Having read the data, transcribe all of it without deviation.

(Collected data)
--- START ---

PR #247, opened 2024-07-30
Orchestrator API Client methods

joelrebel:
#### What does this PR do

- Updates the orchestrator/api/`conditionStatusUpdate` route handler to use `GetActiveCondition`
- Implements the Orchestrator API client methods

Pending: fix up tests

### DIFF
--- a/pkg/api/v1/orchestrator/routes/handlers.go
+++ b/pkg/api/v1/orchestrator/routes/handlers.go
@@ -296,7 +296,7 @@ func (r *Routes) taskPublish(c *gin.Context) (int, *v1types.ServerResponse) {
 	activeCond, err := r.repository.GetActiveCondition(ctx, serverID)
 	if err != nil {
 		if errors.Is(err, store.ErrConditionNotFound) {
-			return http.StatusBadRequest, &v1types.ServerResponse{
+			return http.StatusNotFound, &v1types.ServerResponse{
 				Message: err.Error(),
 			}
 		}
--- a/pkg/api/v1/orchestrator/routes/handlers_test.go
+++ b/pkg/api/v1/orchestrator/routes/handlers_test.go
@@ -578,7 +578,7 @@ func TestTaskPublish(t *testing.T) {
 				return request
 			},
 			assertResponse: func(t *testing.T, r *httptest.ResponseRecorder) {
-				assert.Equal(t, http.StatusBadRequest, r.Code)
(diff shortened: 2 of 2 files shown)


pkg/api/v1/orchestrator/routes/handlers.go
```diff
@@ -92,34 +92,28 @@ func (r *Routes) conditionStatusUpdate(c *gin.Context) (int, *v1types.ServerResp
 	}
 
 	// expect condition to be in an incomplete state to accept this update.
-	cr, err := r.repository.Get(ctx, serverID)
+	cond, err := r.repository.GetActiveCondition(ctx, serverID)
 	if err != nil {
-		return http.StatusInternalServerError, &v1types.ServerResponse{
-			Message: "condition lookup: " + err.Error(),
+		if errors.Is(err, store.ErrConditionNotFound) {
+			return http.StatusBadRequest, &v1types.ServerResponse{
```
DoctorVin, line 98: Arguably should be `StatusNotFound`.

pkg/api/v1/orchestrator/routes/handlers.go
```diff
@@ -92,34 +92,28 @@ func (r *Routes) conditionStatusUpdate(c *gin.Context) (int, *v1types.ServerResp
...
-			if !rctypes.StateIsComplete(cond.State) {
-				updateable = true
-			}
+		return http.StatusInternalServerError, &v1types.ServerResponse{
+			Message: "condition lookup: " + err.Error(),
 		}
 	}
 
-	if !found {
+	if rctypes.StateIsComplete(cond.State) {
```
DoctorVin, line 108: Prior to this, in light of our discoveries yesterday, maybe we should check that the update is actually applicable to the active condition's ID? That is `cond.ID == conditionID`?

DoctorVin (commented):
I think the return code is an elective, but I would like the protection of checking the incoming condition id against active condition id, just in case.

pkg/api/v1/orchestrator/routes/handlers.go
joelrebel: thanks, I was conflicted between it being a incorrect request vs a 404. Updated all the handlers to return 404s.

pkg/api/v1/orchestrator/routes/handlers.go
joelrebel: added

DoctorVin (approved):

PR #265, opened 2024-09-02
api/conditions/handlers: Condition to include TraceID, SpanID, Client ID attributes

joelrebel:
#### What does this PR do

This enables tracing and linking Conditions executed by Controllers and
managed by the Orchestrator. So far, Span, TraceIDs were included in the
the NATS message header when a Condition gets published to the
Jetstream. 

Since not all Conditions are published onto the Jetstream (firmwareInstallInband) and 
we'd like to ensure the traces are linked. The TraceID, SpanID is included in the Condition payload itself and the NATS message  header can be deprecated.

 The Client ID information is included to ensure we can identify the
 client that queued the request.

Screenshot 2024-09-02 at 16 32 48

NOTE: Pin on rivets tag before merge.

### DIFF
--- a/go.mod
+++ b/go.mod
@@ -10,7 +10,7 @@ require (
 	github.com/google/uuid v1.6.0
 	github.com/hashicorp/go-retryablehttp v0.7.7
 	github.com/metal-toolbox/fleetdb v1.19.3
-	github.com/metal-toolbox/rivets v1.3.3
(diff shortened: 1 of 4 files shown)


ofaurax (dismissed):

ofaurax (approved):

joelrebel:
rebased on main

ofaurax (approved):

--- END ---

** Response area **
PR #247, opened 2024-07-30
Orchestrator API Client methods

joelrebel:
#### What does this PR do

- Updates the orchestrator/api/`conditionStatusUpdate` route handler to use `GetActiveCondition`
- Implements the Orchestrator API client methods

Pending: fix up tests

### DIFF
--- a/pkg/api/v1/orchestrator/routes/handlers.go
+++ b/pkg/api/v1/orchestrator/routes/handlers.go
@@ -296,7 +296,7 @@ func (r *Routes) taskPublish(c *gin.Context) (int, *v1types.ServerResponse) {
 	activeCond, err := r.repository.GetActiveCondition(ctx, serverID)
 	if err != nil {
 		if errors.Is(err, store.ErrConditionNotFound) {
-			return http.StatusBadRequest, &v1types.ServerResponse{
+			return http.StatusNotFound, &v1types.ServerResponse{
 				Message: err.Error(),
 			}
 		}
--- a/pkg/api/v1/orchestrator/routes/handlers_test.go
+++ b/pkg/api/v1/orchestrator/routes/handlers_test.go
@@ -578,7 +578,7 @@ func TestTaskPublish(t *testing.T) {
 				return request
 			},
 			assertResponse: func(t *testing.T, r *httptest.ResponseRecorder) {
-				assert.Equal(t, http.StatusBadRequest, r.Code)
(diff shortened: 2 of 2 files shown)


pkg/api/v1/orchestrator/routes/handlers.go
```diff
@@ -92,34 +92,28 @@ func (r *Routes) conditionStatusUpdate(c *gin.Context) (int, *v1types.ServerResp
 	}
 
 	// expect condition to be in an incomplete state to accept this update.
-	cr, err := r.repository.Get(ctx, serverID)
+	cond, err := r.repository.GetActiveCondition(ctx, serverID)
 	if err != nil {
-		return http.StatusInternalServerError, &v1types.ServerResponse{
-			Message: "condition lookup: " + err.Error(),
+		if errors.Is(err, store.ErrConditionNotFound) {
+			return http.StatusBadRequest, &v1types.ServerResponse{
```
DoctorVin, line 98: Arguably should be `StatusNotFound`.

pkg/api/v1/orchestrator/routes/handlers.go
```diff
@@ -92,34 +92,28 @@ func (r *Routes) conditionStatusUpdate(c *gin.Context) (int, *v1types.ServerResp
...
-			if !rctypes.StateIsComplete(cond.State) {
-				updateable = true
-			}
+		return http.StatusInternalServerError, &v1types.ServerResponse{
+			Message: "condition lookup: " + err.Error(),
 		}
 	}
 
-	if !found {
+	if rctypes.StateIsComplete(cond.State) {
```
DoctorVin, line 108: Prior to this, in light of our discoveries yesterday, maybe we should check that the update is actually applicable to the active condition's ID? That is `cond.ID == conditionID`?

DoctorVin (commented):
I think the return code is an elective, but I would like the protection of checking the incoming condition id against active condition id, just in case.

pkg/api/v1/orchestrator/routes/handlers.go
joelrebel: thanks, I was conflicted between it being a incorrect request vs a 404. Updated all the handlers to return 404s.

pkg/api/v1/orchestrator/routes/handlers.go
joelrebel: added

DoctorVin (approved):

PR #265, opened 2024-09-02
api/conditions/handlers: Condition to include TraceID, SpanID, Client ID attributes

joelrebel:
#### What does this PR do

This enables tracing and linking Conditions executed by Controllers and
managed by the Orchestrator. So far, Span, TraceIDs were included in the
the NATS message header when a Condition gets published to the
Jetstream. 

Since not all Conditions are published onto the Jetstream (firmwareInstallInband) and 
we'd like to ensure the traces are linked. The TraceID, SpanID is included in the Condition payload itself and the NATS message  header can be deprecated.

 The Client ID information is included to ensure we can identify the
 client that queued the request.

Screenshot 2024-09-02 at 16 32 48

NOTE: Pin on rivets tag before merge.

### DIFF
--- a/go.mod
+++ b/go.mod
@@ -10,7 +10,7 @@ require (
 	github.com/google/uuid v1.6.0
 	github.com/hashicorp/go-retryablehttp v0.7.7
 	github.com/metal-toolbox/fleetdb v1.19.3
-	github.com/metal-toolbox/rivets v1.3.3
(diff shortened: 1 of 4 files shown)


ofaurax (dismissed):

ofaurax (approved):

joelrebel:
rebased on main

ofaurax (approved):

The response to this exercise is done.